We had an interesting, if brief, discussion at lunch today. Trent mentioned how it was about time to re-read the Dune novels again. I asked why, when there are plenty of other things to read?

My comment stemmed from my recollection of re-reading Dune specifically. I enjoyed it immensely the first time, but the second time (which I did as a precursor to finally reading the sequels) was a much less enjoyable experience. I think in the case of Dune I derived pleasure from the plot details and surprises which were still vividly remembered on the re-read, thus resulting in a less enjoyable re-read.

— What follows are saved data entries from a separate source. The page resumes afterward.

PR #1364, opened 2026-08-07
[KNW-219] Fix Preferences AnkiHub auth so magic-code login and logout UI stay in sync

fernandolins:
# Related issues
[KNW-219](https://ankihub.atlassian.net/browse/KNW-219)

# Problem
Signing into AnkiHub from **Preferences → Third-party** did not notify the add-on, so feature flags were not refreshed and the AnkiWeb magic-code login dialog stayed off (old password dialog was shown). That flow could also reinstall the AnkiWeb add-on package.

Separately, after signing in from **AnkiHub menu → Sign In**, Preferences → Third-party still showed **Log in** instead of **Log out**, because Anki may reuse a cached Preferences window without refreshing the auth UI.

# How to reproduce

### Before
1. Open Preferences → Third-party → Log in to AnkiHub (native dialog)
2. Open Preferences → Syncing → Log in to AnkiWeb
3. Observe the old password-based AnkiWeb login dialog (magic-code dialog does not appear)
4. Sign out if needed, then sign in via AnkiHub menu → Sign In
5. Open Preferences → Third-party
6. Observe AnkiHub still shows **Log in** instead of **Log out**

### After
1. Open Preferences → Third-party → Log in to AnkiHub
2. Observe the add-on sign-in dialog opens
3. After login, open Preferences → Syncing → Log in to AnkiWeb
4. Observe the magic-code AnkiWeb login dialog (feature flag on)
5. Sign out, then sign in via AnkiHub menu → Sign In
6. Open Preferences → Third-party
7. Observe AnkiHub shows **Log out**

[KNW-219]: https://ankihub.atlassian.net/browse/KNW-219?atlOrigin=eyJpIjoiNWRkNTljNzYxNjVmNDY3MDlhMDU5Y2ZhYzA5YTRkZjUiLCJwIjoiZ2l0aHViLWNvbS1KU1cifQ

### DIFF
--- a/ankihub/gui/menu.py
+++ b/ankihub/gui/menu.py
@@ -240,10 +240,13 @@ class AnkiHubLogin(QWidget):
 def setup_preferences_ankihub_auth_patch() -> None:
     """Route Preferences → Third-party AnkiHub login/logout through the add-on.
 
-    Anki's native dialog always authenticates against production AnkiHub and then
-    installs the AnkiWeb add-on package. That breaks staging (invalid token → no
-    feature flags → magic-code AnkiWeb login patch stays off) and reinstalls a
-    duplicate add-on next to the development symlink.
+    Anki's native dialog does not go through Config.save_token, so feature flags are
+    not refreshed and the magic-code AnkiWeb login patch stays off. It also tries to
+    install the AnkiWeb add-on package, which can collide with a local install.
+
+    Also keep the Preferences AnkiHub login/logout buttons in sync when the user signs
+    in from the AnkiHub menu: Anki's DialogManager may reuse a cached Preferences
+    window, so we implement reopen() and refresh on token_change_hook.
     """
 
     def patched_ankihub_login(
@@ -268,11 +271,23 @@ def setup_preferences_ankihub_auth_patch() -> None:
         _sign_out_action()
         on_success()
 
+    def reopen_preferences(self: aqt.preferences.Preferences, *args, **kwargs) -> None:
+        # DialogManager reuses Preferences without recreating it; refresh auth UI.
+        self.update_login_status()
+
+    def refresh_preferences_ankihub_login_status() -> None:
+        prefs = aqt.dialogs._dialogs.get("Preferences", [None, None])[1]
+        if prefs is not None:
+            prefs.update_login_status()
+
     aqt.ankihub.ankihub_login = patched_ankihub_login
     aqt.ankihub.ankihub_logout = patched_ankihub_logout
     # preferences.py does `from aqt.ankihub import ankihub_login`, so patch both bindings.
     aqt.preferences.ankihub_login = patched_ankihub_login
     aqt.preferences.ankihub_logout = patched_ankihub_logout
+    aqt.preferences.Preferences.reopen = reopen_preferences  # type: ignore[method-assign]
+    if refresh_preferences_ankihub_login_status not in config.token_change_hook:
+        config.token_change_hook.append(refresh_preferences_ankihub_login_status)
     LOGGER.info("Set up Preferences AnkiHub auth patch.")
 
 
--- a/ankihub/gui/menu.py
+++ b/ankihub/gui/menu.py
@@ -6,7 +6,6 @@ from pathlib import Path
 from typing import Callable, Optional
 
 import aqt
-import aqt.ankihub
 import aqt.preferences
 from aqt import (
     AnkiApp,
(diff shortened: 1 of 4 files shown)


tests/addon/test_unit.py
```diff
@@ -2234,6 +2237,206 @@ def test_assignment_failure_when_patching_is_logged(self, mocker: MockerFixture)
         logger_mock.exception.assert_called_once()
 
 
+@pytest.mark.skipif(
+    not hasattr(aqt.profiles.ProfileManager, "set_ankihub_token"),
+    reason="ProfileManager.set_ankihub_token doesn't exist on this Anki version",
+)
```
Luc-Mcgrady, line 2243: Maybe this fix should be written into the code rather than as test exclusions in case someone uses that Anki version?

tests/addon/test_unit.py
```diff
@@ -2234,6 +2237,206 @@ def test_assignment_failure_when_patching_is_logged(self, mocker: MockerFixture)
...
+        original_flag = settings._native_ankihub_token_hook_installed
+        settings._native_ankihub_token_hook_installed = False
+        yield
+        ProfileManager.set_ankihub_token = original
+        settings._native_ankihub_token_hook_installed = original_flag
+
+    def test_set_ankihub_token_fires_token_change_hook(
+        self, mocker: MockerFixture, anki_session_with_addon_data: AnkiSession
+    ):
+        mocker.patch.object(aqt.mw.taskman, "run_on_main", side_effect=lambda fn: fn())
```
Luc-Mcgrady: This is what is causing the CI to fail. Remove this line from each of the tests and they run fine.

ankihub/gui/menu.py
```diff
@@ -225,10 +231,73 @@ def display_login(cls):
...
+        prefs = aqt.dialogs._dialogs.get("Preferences", [None, None])[1]
+        if prefs is not None:
+            prefs.update_login_status()
+
+    aqt.ankihub.ankihub_login = patched_ankihub_login
+    aqt.ankihub.ankihub_logout = patched_ankihub_logout
+    # preferences.py does `from aqt.ankihub import ankihub_login`, so patch both bindings.
+    aqt.preferences.ankihub_login = patched_ankihub_login
+    aqt.preferences.ankihub_logout = patched_ankihub_logout
+    aqt.preferences.Preferences.reopen = reopen_preferences  # type: ignore[method-assign, attr-defined]
```
abdnh: This will overwrite .reopen() if Anki ever defines it in the future.

abdnh (commented):
Monkey-patching does not feel great, and in my opinion, it's not something we should  encourage and resort to (unless absolutely necessary) now that we manage Anki and can make releases quickly.

What about simply hiding the AnkiHub section when the add-on is installed? It was only intended for onboarding new users quickly.

tests/addon/test_unit.py
fernandolins: Good point, but the safeguard already lives in `settings.py`: `setup_native_ankihub_token_hook()` checks `hasattr(ProfileManager, "set_ankihub_token")` and no-ops if missing. The skipif just reflects that there's nothing to call on that Anki version. I can add a test that simulates the missing attribute via monkeypatch.delattr if you'd like that covered explicitly.

ankihub/gui/menu.py
fernandolins: Good to know! Is there an alternative for it?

It depends on the book, I suppose. I still want to go back and re-read The Man Who Fell to Earth by Walter Tevis. But there is an incredible backlog of books that I haven’t read yet want to. Seems like there is less reason to re-read old books when there are new ones to discover.

What about you? Do you like re-reading books? Which ones and how often?

About John DeNardo (13013 Articles)
John DeNardo is the Managing Editor at SF Signal and a columnist at Kirkus Reviews. He also likes bagels. So there.

23 Comments on Would You Rather Read a New Book or Re-Read an Old One?

  1. I dream of being able to re-read some of my favourite novels. I do re-read graphic novels and comics from time-to-time – recently the first 80-odd issues of Hellblazer so I could carry on from where I left off a few years ago. But yeah, loads of titles I want to re-read…

  2. The Man Who Fell to Earth is one of the few books I can stand to re-read. It only ever gets better.

  3. Sigh* Re-reading. Some writing is like a flavor of ice cream! I need to taste it again! I’ve gotten a theme or a phrase in my head and just had to go read that book again. Say, with Jericho, I remembered that there was this PA book by Emma Bull–it’s in that drawer . . .

    (Also, I tend to be “blessed” with the sort of memory that could read some books several times over and not retain details, so it’s like The First Time again.)

    I’ll also “shop in my closet” if I’m involved with a project (holiday musicale, for example) and I don’t want to get too involved in a new story.

  4. I have read George RR Martin’s “Song of Ice & Fire” novels more times than I can count, even knowing the surprises and plot twists. His style of writing just appeals to me, and his characters and dialogue are top notch. Even knowing what the characters are doing in any given point in the book doesn’t detract from how enjoyable it is to “watch” them.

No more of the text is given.